The traditional solution to this conflict is to have an older person assign a power of attorney, but even that can cause problems for the bank if the power of attorney is the one doing the exploiting, Rowe said.

The issue of how to protect the elderly from financial fraud and exploitation was explored by financial experts, industry representatives and financial advisors at a conference on “Aging, Cognition, and Financial Health: Building a Robust System for Older Americans” in Philadelphia Tuesday and Wednesday. The conference was sponsored by the Consumer Finance Institute and the Federal Reserve Bank of Philadelphia.

“This is an awkward situation that banks are struggling with,” Rowe said. “The banking industry is based on the premise that if you are an adult, you can deal with your finances” and you have a right to your money. But if financial exploitation is involved, banks need ways to protect the victim.

As digital services and web-based banking take over the industry, personal interaction between the bank officer and the customer is disappearing, making detecting fraud more difficult. At the same time, finding the appropriate agency to report suspicions to can be difficult. The laws from state to state vary on which agency people must contact and on the rights and protections that banks have.

There are red flags that bank officers and financial advisors should look for when dealing with older clients, Rowe said. These can include such things as:


  • A new relative or friend accompanying the client to financial meetings.
  • An account that suddenly has bounced checks.
  • A client who cannot be reached on the phone at the same time a caregiver or relative keeps offering excuses.
  • A client who has become overly dependent on a caregiver.

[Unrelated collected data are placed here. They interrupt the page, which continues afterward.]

PR #518, opened 2022-01-14
removed redundant code: DQS calc, QC constraint, RA calc

gmao-rreichle:
This PR cleans up presumably redundant code (DQS calc, QC constraint, RA calc) that occurred twice in each Catch[CN] GridComp F90 file.  The QC constraint was also removed from catchment.F90 (where QC is known as "qa").
 
The PR was prompted by @amolod's observation that the code in question should not have been placed within an `if (LAND_FIX)` block.  After further investigation, it was discovered that if block code in question already occurs verbatim earlier in the subroutine and thus looks to be redundant.  

@amolod reports that Mike Manyin successfully ran a 0-diff test for the S2S model after removing the if (LAND_FIX) condition.

In the CatchCN GridComp F90 files, the two identical blocks of code are separated by ~1,000 lines.  An inspection of these lines suggests that the code blocks are redundant, but it is difficult to say from just going through the source code.
 
@biljanaorescanin: When you get a chance, please run the standard 0-diff tests for both the AGCM and GEOSldas.

cc: @rdkoster @wmputman @sdrabenh

### DIFF
--- a/GEOSagcm_GridComp/GEOSphysics_GridComp/GEOSsurface_GridComp/GEOSland_GridComp/GEOScatchCN_GridComp/GEOScatchCNCLM40_GridComp/GEOS_CatchCNCLM40GridComp.F90
+++ b/GEOSagcm_GridComp/GEOSphysics_GridComp/GEOSsurface_GridComp/GEOSland_GridComp/GEOScatchCN_GridComp/GEOScatchCNCLM40_GridComp/GEOS_CatchCNCLM40GridComp.F90
@@ -6251,13 +6251,17 @@ subroutine RUN2 ( GC, IMPORT, EXPORT, CLOCK, RC )
            end do
         end if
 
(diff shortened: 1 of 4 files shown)


biljanaorescanin:
@gmao-rreichle  I've tested this PR for:
1. GEOSldas nightly tests and all are zero diff 
2. AGCM ( catchment) one day run was zero diff , wasn't sure was there need to test catchmentCN options as well?

gmao-rreichle:
Thanks, @biljanaorescanin.

> 1. GEOSldas nightly tests and all are zero diff.
> 2. AGCM ( catchment) one day run was zero diff , wasn't sure was there need to test catchmentCN options as well?

The LDAS tests include an offline CatchCN simulation (which passed).  I'm not aware of an AGCM test that runs CatchCN.  

As far as I can tell, the PR is ready for review by @sdrabenh.

cc: @amolod

biljanaorescanin (approved):

PR #521, opened 2022-01-19
Simple fix to prevent negative tauaer in RRTMG LW

dr0cloud:
RRTMG LW does not scatter and so it must extract the absorption aerosol optical depth. This should be taua_ext - taua_scat, which in the parlance of the un-normalized radiation variables in the RRTMG LW section is TAUA - SSAA.
Unfortunately this difference is sometimes a small negative value. **This is not the fault of the Radiation GC, since it gets these two variables directly by callback to the aerosol system. It should really be fixed on the aerosol side, but as a simple mitigation for now, we make the fix max(TAUA - SSAA, 0.).**


dr0cloud:
Its technically zero-diff label because any negative tauaer would have caused a crash so not run at all!

sdrabenh (approved):

PR #349, opened 2023-01-04
Fix up some linters

sethvargo:


clients/go/pkg/auditopt/config.go
```diff
@@ -99,7 +99,9 @@ func InterceptorFromConfigFile(ctx context.Context, path string) audit.Intercept
 func interceptorFromConfigFile(ctx context.Context, path string, lookuper envconfig.Lookuper) audit.InterceptorOption {
 	return func(i *audit.Interceptor) error {
 		fc, err := os.ReadFile(path)
-		if err != nil {
+		// We ignore ErrNotExist when reading the file because we
```
sethvargo, line 102: This was likely a bug, since we ignore EOF in the other config loading.

integration/testrunner/db.go
```diff
@@ -57,14 +57,29 @@ func queryIfAuditLogExists(ctx context.Context, tb testing.TB, query *bigquery.Q
...
 	bqQuery := bqClient.Query(queryString)
 	bqQuery.Parameters = []bigquery.QueryParameter{{Value: id}}
 	return bqQuery
 }
 
-func makeBigQueryClient(ctx context.Context, projectID string) (*bigquery.Client, error) {
-	return bigquery.NewClient(ctx, projectID)
+// makeBigQueryClient creates a new client and automatically closes the
+// connection when the tests finish.
+func makeBigQueryClient(ctx context.Context, tb testing.TB, projectID string) *bigquery.Client {
```
sethvargo, line 68: Made this a bit nicer by accepting a tb, so we can handle closing for callers.

integration/testrunner/main_test.go
```diff
@@ -68,6 +68,7 @@ func TestHTTPEndpoints(t *testing.T) {
 	}
 
 	for i, tc := range tests {
+		i := i
```
sethvargo, line 71: Twas a bug

clients/go/test/grpc-app/main.go
```diff
@@ -4,7 +4,7 @@
 // you may not use this file except in compliance with the License.
 // You may obtain a copy of the License at
 //
-// https://www.apache.org/licenses/LICENSE-2.0
+//     http://www.apache.org/licenses/LICENSE-2.0
```
myurtoglu, line 7: Why (curiosity)? The website itself self-links with https ?

myurtoglu (approved):

clients/go/test/grpc-app/main.go
sethvargo: IANAL, but using `https` could technically invalidate the license: https://www.apache.org/licenses/LICENSE-2.0#apply

I'm not sure it would hold up in court, but that link above is the license body we need to apply.

PR #353, opened 2023-01-05
Update Java deps

sethvargo:
I went through the changelogs and didn't see anything crazy from springboot 2->3 and the tests are passing, but I'm far from a Java expert.

### DIFF
--- a/clients/java-logger/grpc-test-app/pom.xml
+++ b/clients/java-logger/grpc-test-app/pom.xml
@@ -145,6 +145,11 @@
       <version>1.4.5</version>
     </dependency>
     <dependency>
+      <groupId>ch.qos.logback</groupId>
+      <artifactId>logback-core</artifactId>
+      <version>1.4.5</version>
+    </dependency>
+    <dependency>
       <groupId>io.grpc</groupId>
       <artifactId>grpc-auth</artifactId>
       <version>1.51.1</version>
--- a/clients/java-logger/grpc-test-app/pom.xml
+++ b/clients/java-logger/grpc-test-app/pom.xml
@@ -13,6 +13,17 @@
   <groupId>com.abcxyz.lumberjack</groupId>
   <version>0.0.1</version>
 
+  <properties>
+    <maven.compiler.source>11</maven.compiler.source>
+    <maven.compiler.target>11</maven.compiler.target>
+    <java.version>11</java.version>
+    <project.build.sourceEncoding>UTF-8</project.build.sourceEncoding>
+
+    <lumberjack.basedir>../../..</lumberjack.basedir>
+    <protobuf.version>3.21.7</protobuf.version>
+    <protoc.version>3.21.12</protoc.version>
+  </properties>
+
   <dependencyManagement>
     <dependencies>
       <dependency>
@@ -24,16 +35,6 @@
       </dependency>
     </dependencies>
   </dependencyManagement>
-
-  <properties>
-    <maven.compiler.source>11</maven.compiler.source>
-    <maven.compiler.target>11</maven.compiler.target>
-    <java.version>11</java.version>
-    <lumberjack.basedir>../../..</lumberjack.basedir>
-    <project.build.sourceEncoding>UTF-8</project.build.sourceEncoding>
-    <protobuf.version>3.19.1</protobuf.version>
-    <protoc.version>3.19.1</protoc.version>
-  </properties>
 
   <dependencies>
     <dependency>
@@ -55,7 +56,7 @@
     <dependency>
       <groupId>com.google.protobuf</groupId>
       <artifactId>protobuf-java</artifactId>
-      <version>3.21.12</version>
+      <version>${protobuf.version}</version>
     </dependency>
     <dependency>
       <groupId>com.google.api.grpc</groupId>
@@ -207,6 +208,7 @@
               <goal>run</goal>
             </goals>
             <configuration>
+              <protocVersion>${protoc.version}</protocVersion>
               <includeStdTypes>true</includeStdTypes>
               <inputDirectories>
                 <include>${lumberjack.basedir}/internal/protos/talker</include>
@@ -218,8 +220,7 @@
                 </outputTarget>
                 <outputTarget>
                   <type>grpc-java</type>
-                  <pluginArtifact>io.grpc:protoc-gen-grpc-java:1.41.0
-                  </pluginArtifact>
+                  <pluginArtifact>io.grpc:protoc-gen-grpc-java:1.50.1</pluginArtifact>
                 </outputTarget>
               </outputTargets>
             </configuration>
@@ -230,6 +231,7 @@
               <goal>run</goal>
             </goals>
             <configuration>
+              <protocVersion>${protoc.version}</protocVersion>
               <includeStdTypes>true</includeStdTypes>
               <includeDirectories>
                 <include>${lumberjack.basedir}/internal/protos/talker</include>
--- a/clients/java-logger/grpc-test-app/pom.xml
+++ b/clients/java-logger/grpc-test-app/pom.xml
@@ -18,7 +18,7 @@
       <dependency>
         <groupId>com.google.cloud</groupId>
         <artifactId>libraries-bom</artifactId>
-        <version>26.1.1</version>
+        <version>26.2.0</version>
         <type>pom</type>
         <scope>import</scope>
       </dependency>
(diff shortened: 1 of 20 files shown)


myurtoglu:
> I went through the changelogs and didn't see anything crazy from springboot 2->3 and the tests are passing, but I'm far from a Java expert.

I'm far from being a Java (and especially Spring) expert as well, that said, [checking here](https://github.com/spring-projects/spring-boot/wiki/Spring-Boot-3.0-Migration-Guide#review-system-requirements), it says Java version 17 is needed, whereas in [here](https://github.com/abcxyz/lumberjack/blob/ce0b8920bd04842a3b373f180a50f27d69a0ce7c/clients/java-logger/shell/pom.xml#L16), we have version 11 set. Speaking of the same file, I wonder if [this](https://github.com/abcxyz/lumberjack/blob/ce0b8920bd04842a3b373f180a50f27d69a0ce7c/clients/java-logger/shell/pom.xml#L9) should also be bumped to something 3.X. On the bright side, I don't see anything else problematic on the migration guide for us. So, maybe try bumping those two as well and let's see if all tests pass?

myurtoglu (approved):
Preemptively approving, presuming bumping Java to 17 and `spring-boot-starter-parent` to 3.0.1 will do the trick 🤞

clients/java-logger/grpc-test-app/pom.xml
```diff
@@ -136,18 +136,18 @@
...
-      <version>2.7.3</version>
+      <version>3.0.1</version>
       <scope>compile</scope>
     </dependency>
     <dependency>
       <groupId>ch.qos.logback</groupId>
       <artifactId>logback-classic</artifactId>
-      <version>1.2.3</version>
+      <version>1.4.5</version>
     </dependency>
```
yolocs, line 146: Looking at https://stackoverflow.com/questions/9717518/java-lang-nosuchmethoderror-ch-qos-logback-classic-loggercontext-getbithtime, I wonder if we need to explicit add `logback-core` with the same `logback-classic` version. @myurtoglu

myurtoglu: Yeah, along the same lines, doing some Googling, I saw that the missing method [was introduced in version 1.30](https://logback.qos.ch/apidocs/ch/qos/logback/core/util/EnvUtil.html#logbackVersion()) but [we also have another dependency that still uses 1.2.11](https://github.com/googleapis/java-logging-logback/blob/883b22c051f83598d3732d6a59972c6b4e9765fb/pom.xml#L17).

myurtoglu: > Looking at https://stackoverflow.com/questions/9717518/java-lang-nosuchmethoderror-ch-qos-logback-classic-loggercontext-getbithtime, I wonder if we need to explicit add `logback-core` with the same `logback-classic` version. @myurtoglu

And this I don't know, [but classic seems to include core anyway](https://github.com/qos-ch/logback/blob/bba7a908c87a4a483860f6d49695ec2348c56e49/logback-classic/pom.xml#L26).

sethvargo:
Okay - I removed the Spring upgrade but kept everything else. I also found a bunch of type warning assertions and a pretty bad bug: https://github.com/abcxyz/lumberjack/issues/354

clients/java-logger/grpc-test-app/pom.xml
myurtoglu: Resolving conversation to unblock this change.

yolocs:
I failed to _locate_ the root cause but I'm pretty sure it's some change introduced in grpc-java that changed how exceptions are propagated to the interceptor. In some cases (e.g. `onError(exception)`), it triggers `call.close(...)` directly with the error code. Sometimes (throw exception in unary method), the exception propagates to `onHalfClose()`. But this is conclusion from _many many_ trail and errors. My java knowledge doesn't allow me to go any deeper without pulling my eyes out.

So my resolution is to convert all explicit exceptions and redirect them to `call.close(...)`. And use `call.close(...)` to be the ultimate place to capture all error code and logs the final audit log before close the call. It proves to be effective. Here is a sample final log in a stream (that was failing). The last request's value is 4 which triggered the server to throw an exception. And its corresponding code is captured in the status (`INVALID_ARGUMENT`).

```
{
  "insertId": "1ra0t1vg1mnqq52",
  "jsonPayload": {
    "request": {
      "value": 4,
      "target": "f10db6ce-5100-4888-b17d-0fc316197ce8"
    },
    "service_name": "abcxyz.test.Talker",
    "resource_name": "f10db6ce-5100-4888-b17d-0fc316197ce8",
    "authentication_info": {
      "principal_email": "gh-access-sa@lumberjack-dev-infra.iam.gserviceaccount.com"
    },
    "method_name": "abcxyz.test.Talker/FailOnFour",
    "status": {
      "code": 3,
      "message": "INVALID_ARGUMENT"
    }
  }
}
```

Along the way, I split the gRPC tests into subtests and made them parallel. That'd probably shorten the integration testing for like 10-20s :)
Also found some issues we should fix: https://github.com/abcxyz/lumberjack/issues/360 and https://github.com/abcxyz/lumberjack/issues/361

clients/java-logger/library/src/main/java/com/abcxyz/lumberjack/auditlogclient/AuditLoggingServerInterceptor.java
```diff
@@ -1,5 +1,5 @@
 /*
- * Copyright 2021 Lumberjack authors (see AUTHORS file)
+ * Copyright 2023 Lumberjack authors (see AUTHORS file)
```
sethvargo, line 2: Nit: We shouldn't actually update copyrights. Only on _new_ files.

integration/testrunner/grpcrunner/grpc.go
```diff
@@ -73,32 +73,34 @@ var (
 // TestGRPCEndpoint runs tests against a GRPC endpoint. The given GRPC must
 // define a projectID and datasetQuery. If a TalkerClient or BigQueryClient are
 // not provided, they are instantiated via the defaults.
-func TestGRPCEndpoint(ctx context.Context, tb testing.TB, g *GRPC) {
-	tb.Helper()
+//
+//nolint:tparallel // t.Parallel() is already called
+func TestGRPCEndpoint(ctx context.Context, t *testing.T, g *GRPC) {
```
sethvargo, line 78: If we name this lowercase testGRPCEndpoint, then you don't need the nolint. Test helpers should also accept testing.TB, not *testing.T.

sethvargo: (Throughout)

integration/testrunner/grpcrunner/grpc.go
```diff
@@ -320,7 +344,7 @@ func createConnection(tb testing.TB, addr string, idToken string) *grpc.ClientCo
 	addr = addr + ":443"
 	conn, err := grpc.Dial(addr, grpc.WithPerRPCCredentials(rpcCreds), grpc.WithTransportCredentials(creds))
```
sethvargo, line 345: Can be a followup, but we should be using DialContext instead: https://pkg.go.dev/google.golang.org/grpc#DialContext

integration/testrunner/grpcrunner/grpc.go
```diff
@@ -111,21 +113,40 @@ func TestGRPCEndpoint(ctx context.Context, tb testing.TB, g *GRPC) {
...
 	}
 
-	g.runHelloCheck(ctx, tb)
-	g.runFailCheck(ctx, tb)
-	g.runFibonacciCheck(ctx, tb)
-	g.runAdditionCheck(ctx, tb)
-	g.runFailOnFourCheck(ctx, tb)
+	t.Run("hello_req_unary_success", func(t *testing.T) {
+		t.Parallel()
+		g.runHelloCheck(ctx, t)
```
sethvargo, line 128: Should we just inline these?

integration/testrunner/grpcrunner/grpc.go
sethvargo: > This is in a different package so the func must be exposed. How about `CheckGRPCEndpoint`?

I see, so we call this from other packages? Can it be inlined instead?

integration/testrunner/grpcrunner/grpc.go
yolocs: Done

integration/testrunner/grpcrunner/grpc.go
yolocs: Done. I also removed the top `t.Helper()` in this file. Here locates the real testing logic rather than a test helper. I found it's hard to locate the line of error if I'm putting `t.Helper()` because it gave me the line in the `main_test.go`

PR #357, opened 2023-01-06
Upgrade protoc and proto-gen-java

sethvargo:
This fixes an issue where it's not possible to run on an M1 Mac because amd binaries are not available on the older versions.

### DIFF
--- a/clients/java-logger/grpc-test-app/pom.xml
+++ b/clients/java-logger/grpc-test-app/pom.xml
@@ -13,6 +13,17 @@
   <groupId>com.abcxyz.lumberjack</groupId>
   <version>0.0.1</version>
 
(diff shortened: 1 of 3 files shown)


capri-xiyue (approved):

sethvargo:
@myurtoglu @yolocs since you're also working on upgrades. I'm _hoping_ this makes it so I can actually run locally again 😄

myurtoglu (approved):

myurtoglu:
> @myurtoglu @yolocs since you're also working on upgrades. I'm _hoping_ this makes it so I can actually run locally again 😄

Sure 😄

yolocs (approved):

PR #362, opened 2023-01-10
Test out new CI flows

sethvargo:


.github/workflows/ci.yml
```diff
@@ -32,10 +32,12 @@ jobs:
       directory: 'terraform'
       terraform_version: '1.2'
 
+  # TODO(sethvargo): fix branch and remove golangci_url
   go_lint:
-    uses: 'abcxyz/pkg/.github/workflows/go-lint.yml@main' # ratchet:exclude
+    uses: 'abcxyz/pkg/.github/workflows/go-lint.yml@sethvargo/lint' # ratchet:exclude
     with:
       go_version: '1.19'
+      golangci_url: 'https://raw.githubusercontent.com/abcxyz/pkg/fddbebf/.golangci.yml'
```
sethvargo, line 40: This is still an open AI because it depends on https://github.com/abcxyz/pkg/pull/50

clients/go/apis/v1alpha1/config.go
```diff
@@ -17,7 +17,7 @@ package v1alpha1
 import (
 	"fmt"
 
-	"go.uber.org/multierr"
+	"github.com/hashicorp/go-multierror"
```
sethvargo, line 20: I needed to switch because we need a way to check if the multierror is "nil" before wrapping.

.github/workflows/ci.yml
verbanicm: LGTM, other PR is approve if you wanna merge that and then fix this.

verbanicm (approved):

clients/go/apis/v1alpha1/config.go
yolocs, line 20: Somewhere I saw a comment about check nil err. I think the old package can do that as well. But it's good we standardize on one lib for multi error handling.

yolocs (approved):
Should we just merge https://github.com/abcxyz/pkg/pull/50 and update this PR?

sethvargo:
> Should we just merge https://github.com/abcxyz/pkg/pull/50 and update this PR?

Yea - I want to do this + the JVS one + pkg at the same time.

clients/go/apis/v1alpha1/config.go
sethvargo: Can you add it to our running doc?

yolocs: Already did!

Issue #203, opened 2022-03-24
Fix inconsistency in config loading between Java and Go


yolocs:
For a sample config

```yaml
backend:
  remote:
    address: "" # empty
```

In Go, it will return an error saying `address` is required for a remote backend config.
In Java, it won't return an error; instead, it will treat that as a remote backend is not needed (enabled).

capri-xiyue:
Do we need to fix such inconsistency?

sethvargo:
I agree with @capri-xiyue - can we fix these inconsistencies instead of just documenting them?

yolocs:
Yes, it would be preferable to completely fix the inconsistency. But there are 1) technical viability 2) language idiomaticity to consider. For this one, I agree we should just fix it. Renaming the title.

sqin2019:
In addition to remote backend config, other inconsistencies: 
- cloudlogging set default logic
- locallogging missing in go side
- go side missing LogType Unspecified
- when security_context is not nil, go client require nonnil and nonempty security_context key where java only require nonnil security_context.
- not sure if [regex can be nil](https://github.com/abcxyz/lumberjack/blob/1cb35ef2faa85dda5a5d7f487e1272c2c66fd539/clients/go/apis/v1alpha1/config.go#L243) even when filter related env vars are set.

PR #373, opened 2023-02-09
fix: add allowBreakglass in both go and java client

sqin2019:
part of #203 
tested the env var locally.

### DIFF
--- a/clients/go/apis/v1alpha1/config.go
+++ b/clients/go/apis/v1alpha1/config.go
@@ -367,6 +367,10 @@ type Justification struct {
 	// all manual calls are expected to pass in a justification in the "justification-token" header.
 	// If omitted, justifications will not be added to logs, even if provided.
 	Enabled bool `yaml:"enabled,omitempty" env:"JUSTIFICATION_ENABLED,overwrite"`
+
+	// AllowBreakglass indicates whether JVS should allow unsigned justification.
+	// If justification is not enabled, AllowBreakglass will be ignored, even if provided.
+	AllowBreakglass bool `yaml:"allow_breakglass,omitempty" env:"JUSTIFICATION_ALLOW_BREAKGLASS,overwrite"`
 }
 
 // Validate validates the Justification.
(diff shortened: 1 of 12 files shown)


clients/go/apis/v1alpha1/config.go
```diff
@@ -367,6 +367,10 @@ type Justification struct {
 	// all manual calls are expected to pass in a justification in the "justification-token" header.
 	// If omitted, justifications will not be added to logs, even if provided.
 	Enabled bool `yaml:"enabled,omitempty" env:"JUSTIFICATION_ENABLED,overwrite"`
+
+	// AllowBreakglass indicates whether JVS should allow unsigned justification.
+	// If justification is not enabled, AllowBreakglass will be ignored, even if provided.
```
sethvargo, line 372: Please document the default behavior.

clients/go/apis/v1alpha1/config.go
```diff
@@ -367,6 +367,10 @@ type Justification struct {
 	// all manual calls are expected to pass in a justification in the "justification-token" header.
 	// If omitted, justifications will not be added to logs, even if provided.
 	Enabled bool `yaml:"enabled,omitempty" env:"JUSTIFICATION_ENABLED,overwrite"`
+
+	// AllowBreakglass indicates whether JVS should allow unsigned justification. If omitted, it is set to false.
```
yolocs, line 371:
```suggestion
	// AllowBreakglass indicates whether JVS should allow unsigned justification. By default, it's false.
```
nit

yolocs (commented):
Don't we need to modify https://github.com/abcxyz/lumberjack/blob/main/clients/go/pkg/justification/processor.go to allow/disallow breakglass?

sqin2019:
> Don't we need to modify https://github.com/abcxyz/lumberjack/blob/main/clients/go/pkg/justification/processor.go to allow/disallow breakglass?

this logic is in JVS client, https://github.com/abcxyz/jvs/blob/74efb454b360cfc45e6564f5c780883ed3c4209a/client-lib/java/src/main/java/com/abcxyz/jvs/JvsClient.java#L86

yolocs:
I see!

yolocs (approved):

Issue #372, opened 2023-02-09
Add justification token field in log request 


yolocs:
The justification token is passed via log request context at the moment. See https://github.com/abcxyz/lumberjack/blob/main/protos/v1alpha1/audit_log_request.proto#L86-L89 and https://github.com/abcxyz/lumberjack/blob/main/clients/go/pkg/justification/processor.go. This now seems to be overcomplicated.

We can replace that with just a string field in the log request `justification_token`.

PR #376, opened 2023-02-09
Store justification in a dedicated proto field

sethvargo:
This changes the behavior to store the justification token on a new proto field instead of in the untyped and unstructured `Context`.

Fixes https://github.com/abcxyz/lumberjack/issues/372


yolocs (approved):
Now I need to follow up with the java change

PR #377, opened 2023-02-10
fix: precondition failed error should not cause error even in fail-cl…

yolocs:
…ose mode

Also removed "internal error" in Go because any error other than concrete error types are internal error.

### DIFF
--- a/clients/go/pkg/audit/client_test.go
+++ b/clients/go/pkg/audit/client_test.go
@@ -136,7 +136,7 @@ func TestLog(t *testing.T) {
 				testutil.WithMode(api.AuditLogRequest_BEST_EFFORT)),
 		},
 		{
-			name:   "failed_precondition_in_mutator_should_return_nil_on",
+			name:   "failed_precondition_in_mutator_should_return_nil",
 			logReq: testutil.NewRequest(),
 			opts: []Option{
 				WithMutator(testOrderProcessor{name: "fake", returnErr: fmt.Errorf("fake error: %w", auditerrors.ErrPreconditionFailed)}),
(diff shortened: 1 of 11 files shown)


sethvargo (approved):

sqin2019:
Should we also change https://github.com/abcxyz/lumberjack/blob/ea786ece7278998e5f1a797cc206a39385ea3081/clients/java-logger/library/src/main/java/com/abcxyz/lumberjack/auditlogclient/processor/ValidationProcessor.java#L32 ?

clients/java-logger/library/src/main/java/com/abcxyz/lumberjack/auditlogclient/processor/PreconditionFailedException.java
```diff
@@ -0,0 +1,33 @@
+/*
+ * Copyright 2021 Lumberjack authors (see AUTHORS file)
```
sqin2019, line 2: nit: 2023

clients/go/pkg/audit/client_test.go
```diff
@@ -136,15 +136,15 @@ func TestLog(t *testing.T) {
 				testutil.WithMode(api.AuditLogRequest_BEST_EFFORT)),
 		},
 		{
-			name:   "failed_precondition_in_mutator_should_return_nil_on_best_effort",
+			name:   "failed_precondition_in_mutator_should_return_nil_on",
```
sqin2019, line 139: nit: failed_precondition_in_mutator_should_return_nil

sqin2019 (approved):

PR #382, opened 2023-02-15
feat: Figured out a better way to verify the e2e test

### LINKED ISSUE #346: Figure out a better way to verify the e2e test
### TL;DR

Previously, we rely on single filed to verify the e2e test, see details here: https://github.com/abcxyz/lumberjack/pull/340#issuecomment-1334172512

To make the e2e test more reliable, we merged https://github.com/abcxyz/lumberjack/pull/345#pullrequestreview-1210804849 to rely on multiple fields to verify the e2e test.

Trying to protect older clients from financial abuse can be a land mine today, but protection is also part of the future of wealth management, according to Paul Tramontozzi, an advisor with KBK Wealth Management and a panelist at the conference.

A new Finra rule goes into effect in mid-February allowing banks and brokers to ask clients to designate a trusted advisor to be contacted if the financial institution suspects the client may be suffering from dementia or may be the victim of fraud.

“The rule is a good first step in protecting clients and the financial institution,” Tramontozzi said. KBK already asks clients to identify a trusted contact. “We need to be planning for potential problems, not reacting to them.”